I’m in solitary, isolated from all the other inmates, since I fucked up that guy in the shower, messed him up so bad they’re still feeding him through a tube. So right away I know what’s happening
and so does the whole courtyard, because the basketball stops bouncing and the place goes stone silent. For these sick bastards, this is better than HBO.
I almost feel the same way. I’m scared as hell, but excited-scared. No one ever learns the whole truth about himself, but in a place like this, you find out what you miss, and more than Kate’s skin or smile or the daydream she kept alive, I miss the action, the rush of shaking the dice and letting them roll, and right now they’re bouncing across the caged cement of this prison courtyard.
I stand up and, making a point of taking my time about it, move to the corner near the fence. That way no one can get behind me, and only one of them can get at me at a time.

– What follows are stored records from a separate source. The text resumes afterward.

Issue #7138, opened 2022-08-02
Make it easier to wait for custom resource readiness when using the Strimzi `api` module


scholzj:
When using the Strimzi `api` module from other parts of Strimzi or from outside applications just using it as an dependency, one of the common tasks is to wait for the custom resource to get ready. This can be easily done fairly easily directly in the code. For example for a Kafka cluster, it would be:

```java
Crds.kafkaOperation(client).inNamespace(NAMESPACE).withName(NAME).waitUntilCondition(k -> {
    if (k.getStatus() != null && k.getStatus().getConditions() != null) {
        return updatedKafka.getMetadata().getGeneration() == k.getStatus().getObservedGeneration()
                && k.getStatus().getConditions().stream().anyMatch(c -> "Ready".equals(c.getType()) && "True".equals(c.getStatus()));
    } else {
        return false;
    }
}, 5, TimeUnit.MINUTES);
```

But it might be nicer to have this directly in the `api` module itself to simplify the application code and allow the users of the `api` module to call for example only something like:

```java
Crds.kafkaOperation(client).inNamespace(NAMESPACE).withName(NAME).waitUntilCondition(Kafka.readyCondition(), 5, TimeUnit.MINUTES);
```

This will make it this code part of Strimzi so we can improve it if something changes in the Strimzi itself. It will be also easier to use for users. We can also cover different states (e.g. the `KafkaRebalance` CR can support different conditions for different states such as ProposalReady etc.)

scholzj:
Triaged on 25.8.2022: Should be kept and implemented. Might be a good first issue.

PR #7247, opened 2022-08-28
Add CustomResourceConditions containing predicates to await CRD readiness

robobario:
### Type of change

- Enhancement / new feature

### Description

Waiting for CRDs to become ready takes a few lines of boilerplate code. This should make it easier for users to wait for programmatically created resources to become ready (or enter other desired states)

See [strimzi-api-examples](https://github.com/scholzj/strimzi-api-examples/compare/main...robobario:strimzi-api-examples:wait-condition-api?expand=1) fork for usage (updated to 0.31.0-SNAPSHOT, fixed up some fabric8 6.0.0 changes, added cruisecontrol rebalance code).

fixes issue #7138

### Checklist

- [x] Write tests
- [ ] Update documentation
- [x] Update CHANGELOG.md
- [NA] Supply screenshots for visual changes, such as Grafana dashboards

### DIFF
--- a/api/src/main/java/io/strimzi/api/kafka/model/CustomResourceConditions.java
+++ b/api/src/main/java/io/strimzi/api/kafka/model/CustomResourceConditions.java
@@ -32,33 +32,13 @@ class CustomResourceConditions {
     private CustomResourceConditions() {
     }
 
-    /**
-     * Returns a predicate that determines if a CustomResource is ready. A CustomResource is
-     * ready if the observedGeneration of its status is equal to the generation of its metadata
-     * and any of the conditions of its status has type:"Ready" and status:"True"
-     *
-     * @param <Y> the type of the custom resources Status
-     * @param <T> the type of the custom resource
-     * @return a predicate that checks if a CustomResource is ready
-     */
     static <Y extends Status, T extends CustomResource<?, Y>> Predicate<T> isReady() {
         return isLatestGenerationAndAnyConditionMatches("Ready", "True");
     }
 
-    /**
-     * Returns a predicate that determines if a CustomResource's status is the latest generation
-     * and any of the conditions of its status matches the type and status specified.
-     *
-     * @param <Y>    the type of the custom resources Status
-     * @param <T>    the type of the custom resource
-     * @param type   the Type of the condition we expect to be present in the status
-     * @param status the Status of the condition we expect to be present in the status
-     * @return a predicate that checks if a CustomResource is ready
-     */
     static <Y extends Status, T extends CustomResource<?, Y>> Predicate<T> isLatestGenerationAndAnyConditionMatches(String type, String status) {
         return isStatusLatestGenerationAndMatches(anyCondition(type, status));
     }
-
 
     private static <Y extends Status> Predicate<Y> anyCondition(String expectedType, String expectedStatus) {
         return (status) -> {
--- a/api/src/main/java/io/strimzi/api/kafka/model/CustomResourceConditions.java
+++ b/api/src/main/java/io/strimzi/api/kafka/model/CustomResourceConditions.java
@@ -21,10 +21,10 @@ import java.util.function.Predicate;
  * Crds.kafkaOperation(client).inNamespace(NAMESPACE).resource(kafka).create();
  * Crds.kafkaOperation(client).inNamespace(NAMESPACE).withName(NAME).waitUntilCondition(Kafka.isReady(), 5, TimeUnit.MINUTES);
  * </pre>
- * and to wait on a specific KafkaRebalance state using {@link io.strimzi.api.kafka.model.KafkaRebalance#isState(KafkaRebalanceState) KafkaRebalance::isState}:
+ * and to wait on a specific KafkaRebalance state using {@link io.strimzi.api.kafka.model.KafkaRebalance#isInState(KafkaRebalanceState) KafkaRebalance::isInState}:
  * <pre>
  * Crds.kafkaRebalanceOperation(client).inNamespace(NAMESPACE).withName(REBALANCE_NAME)
- *     .waitUntilCondition(KafkaRebalance.isState(KafkaRebalanceState.ProposalReady), 5, TimeUnit.MINUTES);
+ *     .waitUntilCondition(KafkaRebalance.isInState(KafkaRebalanceState.ProposalReady), 5, TimeUnit.MINUTES);
  * </pre>
  */
 class CustomResourceConditions {
--- a/api/src/main/java/io/strimzi/api/kafka/model/CustomResourceConditions.java
+++ b/api/src/main/java/io/strimzi/api/kafka/model/CustomResourceConditions.java
@@ -5,11 +5,32 @@
 package io.strimzi.api.kafka.model;
 
 import io.fabric8.kubernetes.client.CustomResource;
+import io.strimzi.api.kafka.model.balancing.KafkaRebalanceState;
 import io.strimzi.api.kafka.model.status.Status;
 
 import java.util.function.Predicate;
 
-public class CustomResourceConditions {
+/**
+ * CustomResourceConditions supplies convenience predicates that are intended to reduce boilerplate
+ * code when using fabric8 clients to wait for a CRD to enter some anticipated state. This class provides
+ * a generic implementation that can be used internally, public Predicates are exposed on the CRD
+ * classes.
+ * <p>
+ * An example usage of one of the public predicates ({@link io.strimzi.api.kafka.model.Kafka#isReady() Kafka::isReady}):
+ * <pre>
+ * Crds.kafkaOperation(client).inNamespace(NAMESPACE).resource(kafka).create();
+ * Crds.kafkaOperation(client).inNamespace(NAMESPACE).withName(NAME).waitUntilCondition(Kafka.isReady(), 5, TimeUnit.MINUTES);
+ * </pre>
+ * and to wait on a specific KafkaRebalance state using {@link io.strimzi.api.kafka.model.KafkaRebalance#isState(KafkaRebalanceState) KafkaRebalance::isState}:
+ * <pre>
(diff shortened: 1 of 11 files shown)


robobario:
As part of this I've exposed a signature like `public static <Y extends Status, T extends CustomResource<?, Y>> Predicate<T> isReady()`. This can be used across the different CustomResource types, but I'm wondering if it's a bit too tricky of a signature to be public; can we rely on the types continuing to extend CustomResource, what if the fabric8 api changed. 

Maybe it would be better to have a method on each CRD type (as suggested in the issue) like `Predicate<Kafka> isReady()` on `Kafka` etc. Offering up a Predicate<Kafka> might be easier to support? We can still use this generic code, but hide it away.

api/src/main/java/io/strimzi/api/kafka/model/CustomResourceConditions.java
```diff
@@ -0,0 +1,46 @@
...
+import java.util.function.Predicate;
+
+public class CustomResourceConditions {
+
+    public static <Y extends Status, T extends CustomResource<?, Y>> Predicate<T> isReady() {
+        return isStatusLatestGenerationAndMatches(anyCondition("Ready", "True"));
+    }
+
+
+    public static Predicate<KafkaRebalance> isProposalReady() {
```
scholzj, line 19: I wonder if we should give it a more clear name ... `isKafkaRebalanceProposalReady` => to make it more clear what it does, since ProposalReady applies only there.

scholzj (commented):
Thanks for the PR. I left one nit, but looks good otherwise.

Could you please fix the DCO sign-off? The instructions should be under the _Details_ link next to the DCO status.

scholzj:
One more thing, could you please add some Javadoc at least to the public methods?

robobario:
Added DCO signoff, javadoc and renamed that method to `isKafkaRebalanceProposalReady`

scholzj (approved):
Thanks

api/src/main/java/io/strimzi/api/kafka/model/CustomResourceConditions.java
```diff
@@ -0,0 +1,61 @@
...
+ * License: Apache License 2.0 (see the file LICENSE or http://apache.org/licenses/LICENSE-2.0.html).
+ */
+package io.strimzi.api.kafka.model;
+
+import io.fabric8.kubernetes.client.CustomResource;
+import io.strimzi.api.kafka.model.status.Status;
+
+import java.util.function.Predicate;
+
+public class CustomResourceConditions {
```
tombentley, line 12: We probably want a `private` no-args constructor so no one can instantiate this class.

api/src/main/java/io/strimzi/api/kafka/model/CustomResourceConditions.java
```diff
@@ -0,0 +1,61 @@
...
+    /**
+     * Returns a predicate that determines if a CustomResource is ready. A CustomResource is
+     * ready if the observedGeneration of its status is equal to the generation of its metadata
+     * and any of the conditions of its status has type:"Ready" and status:"True"
+     *
+     * @param <Y> the type of the custom resources Status
+     * @param <T> the type of the custom resource
+     * @return a predicate that checks if a CustomResource is ready
+     */
+    public static <Y extends Status, T extends CustomResource<?, Y>> Predicate<T> isReady() {
```
tombentley, line 23: This could be used with _any_ custom resource, even non-Strimzi ones (which might not have `Ready`, and therefore the returned predicate might never return true). To avoid this perhaps we should only expose public methods for Strimzi resources?

api/src/main/java/io/strimzi/api/kafka/model/CustomResourceConditions.java
tombentley, line 12: This class could do with at least a line of Javadoc explaining what it holds. But ideally also a code snippet so people can see+copy the intended usage.

api/src/main/java/io/strimzi/api/kafka/model/CustomResourceConditions.java
tombentley: I also wonder having these as `static` methods on the CR classes (or perhaps their status classes) might make for better discoverability?

api/src/main/java/io/strimzi/api/kafka/model/CustomResourceConditions.java
```diff
@@ -0,0 +1,61 @@
...
+    }
+
+    /**
+     * Returns a predicate that determines if a KafkaRebalance is in a ProposalReady state. A KafkaRebalance is
+     * in proposal ready if the observedGeneration of its status is equal to the generation of its metadata
+     * and any of the conditions of its status has type:"ProposalReady" and status:"True"
+     *
+     * @return a predicate that checks if a KafkaRebalance is in ProposalReady state
+     */
+    public static Predicate<KafkaRebalance> isKafkaRebalanceProposalReady() {
```
tombentley, line 34: Why are we only exposing something for the ProposalReady state and not for all the states of `KafkaRebalanceState`?

api/src/main/java/io/strimzi/api/kafka/model/CustomResourceConditions.java
robobario: Having a signature like `static Predicate<Kafka> isReady()` on the `Kafka` class could be easier to update in future if your definition of readiness changes or needed to be specialised per CR. I think it can't go on the `Status` classes as we need access to `metadata` to get at the `generation`.

api/src/main/java/io/strimzi/api/kafka/model/CustomResourceConditions.java
robobario: True, how about making the signature `isKafkaRebalanceState(KafkaRebalanceState state)` and using the enum name? Or if we moved it to KafkaRebalance, `isState`.

Also I was wondering if there should be any smarts around other terminal states, like you are waiting for `ProposalReady` but it enters `NotReady` instead due to an error. Then fabric8 would sit around until it hits the timeout.

tombentley: > True, how about making the signature `isKafkaRebalanceState(KafkaRebalanceState state)` and using the enum name? Or if we moved it to KafkaRebalance, `isState`.

Yeah, I think having a `state` parameter is a good idea. @scholzj how do you feel about putting these methods on the CR classes themselves?

> 
> Also I was wondering if there should be any smarts around other terminal states, like you are waiting for `ProposalReady` but it enters `NotReady` instead due to an error. Then fabric8 would sit around until it hits the timeout.

Doing that we would end up encoding assumptions about the current state machine within the predicate. Such assumptions could, _in general_, be invalidated by in the future by changes to the state macine. So I think we want to be a bit careful. 

The _specific_ suggestion you're making is: Should the predicate throw an exception if the SM enters a terminal state that's not the one for which the predicate will return true. The compatibility semantics of that depends on whether any states change their terminal-ness in the future. The Javadocs for `NotReady` suggest it's not a terminal state (can transition back to `New`). Overall I'm inclined to think it safest to let users handle this (e.g. by combining the predicates `ProposalReady && !NotReady`). But I wonder if @tomncooper @ppatierno have any thoughts about this.

scholzj: > Yeah, I think having a `state` parameter is a good idea. @scholzj how do you feel about putting these methods on the CR classes themselves?

I assume you mean classes such as `io.strimzi.api.kafka.model.Kafka`? I think that is fine with me. I don't have problem with that. I think the point you made about it being too generic was good.

robobario: I will refactor to that

api/src/main/java/io/strimzi/api/kafka/model/CustomResourceConditions.java
robobario: Added private constructor in latest commit

robobario: Added javadoc with a couple of example usages

api/src/main/java/io/strimzi/api/kafka/model/CustomResourceConditions.java
robobario: Moved the predicates to public static methods on the CR classes and made CustomResourceConditions package private

api/src/main/java/io/strimzi/api/kafka/model/KafkaRebalance.java
```diff
@@ -154,4 +156,8 @@ public String toString() {
             throw new RuntimeException(e);
         }
     }
+
+    public static Predicate<KafkaRebalance> isState(KafkaRebalanceState state) {
```
tombentley, line 160: `inInState()` ?

tombentley (approved):
The public methods on the CR classes still need Javadoc (you should be able to move the existing docs from `CustomResourceConditions`, which is no longer `public`).

Otherwise this LGTM. 

Thanks!

scholzj:
@robobario Just FYI: I resolved the conflict so that the tests can run. You might need to pull the updated branch first.

api/src/main/java/io/strimzi/api/kafka/model/KafkaRebalance.java
robobario: That makes more sense, changing now.

robobario: Done

robobario:
> The public methods on the CR classes still need Javadoc (you should be able to move the existing docs from `CustomResourceConditions`, which is no longer `public`).

javadoc moved to the public methods.

I'm finished for now. Do you want it rebased into a single commit before merge?

scholzj:
> I'm finished for now. Do you want it rebased into a single commit before merge?

You can if you want, but its not needed. We will squash-merge it.

PR #7260, opened 2022-09-01
[MO] - [system test] -> Client configured correctly in PSP and new te…

see-quick:
…st case

### Type of change

- Bugfix
- Enhancement / new feature

### Description

We do not configure our clients correctly to use `restricted` Pod Security profiles. This PR fixes problems with Clients and also adds one negative test case.

### Checklist

- [x] Write tests


Frawless (approved):

scholzj (approved):
LGTM assuming the tests pass.

see-quick:
> LGTM assuming the tests pass.

Yes, they did both on Minikube and OCP.
image

Plus I think there is no point in running Azure regression because we use their 1.16 Kubernetes version.

PR #7263, opened 2022-09-01
ST: Propagate configuration for pod policy provider into helm and olm resources during STs

Frawless:

### Type of change

- Bugfix

### Description

This PR propagate extra env vars into helm and OLM resources used within system tests module. This should fix issues with running system tests with pod security policy when we specify different than default policy also for helm and OLM.

### Checklist


scholzj (approved):

scholzj (approved):
LGTM assuming the tests pass.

They sent three people to do the job. There’s a pasty-looking white guy with a full sleeve of green tats on both arms, plus two thickly built black guys.
But I never take my eyes off the white guy, because I know the one in the middle is holding the blade.
They’re halfway across the lot now and closing fast, but I don’t move a muscle, not even in my face. I let them get close, and then everything changes in an instant. I bring my right foot up hard into the kneecap of the brother on the right. There’s a crunch and a scream of pain, and now, despite the four-leaf clover carved on his biceps, Irish boy is not feeling nearly as lucky, is he?
But he’s up next, and he’s got no choice. He pulls his right hand from behind his thigh and lunges at me with the knife.
Like a slow punch, I see it coming all the way. I’ve got all the time I need to turn and grab his wrist and throw him up against the second brother. Now I’m beating the shit out of Shamrock at the same time I’m using his body to shield me from the brother. When he goes limp, I snatch the homemade blade out of his hand, and with the courtyard mob stomping their feet like this is a prizefight, I turn it on the one guy left standing, who, big as he is, freezes, suddenly in no hurry to get closer.
They already got me for three homicides, one more isn’t going to make any difference, but something makes me hesitate—maybe the fact that there’s a little bit of Raiborne in his eyes—and that’s when a fourth guy, the one I never saw because he’s standing outside the cage, sticks his arms in through the mesh. He slices my throat from behind.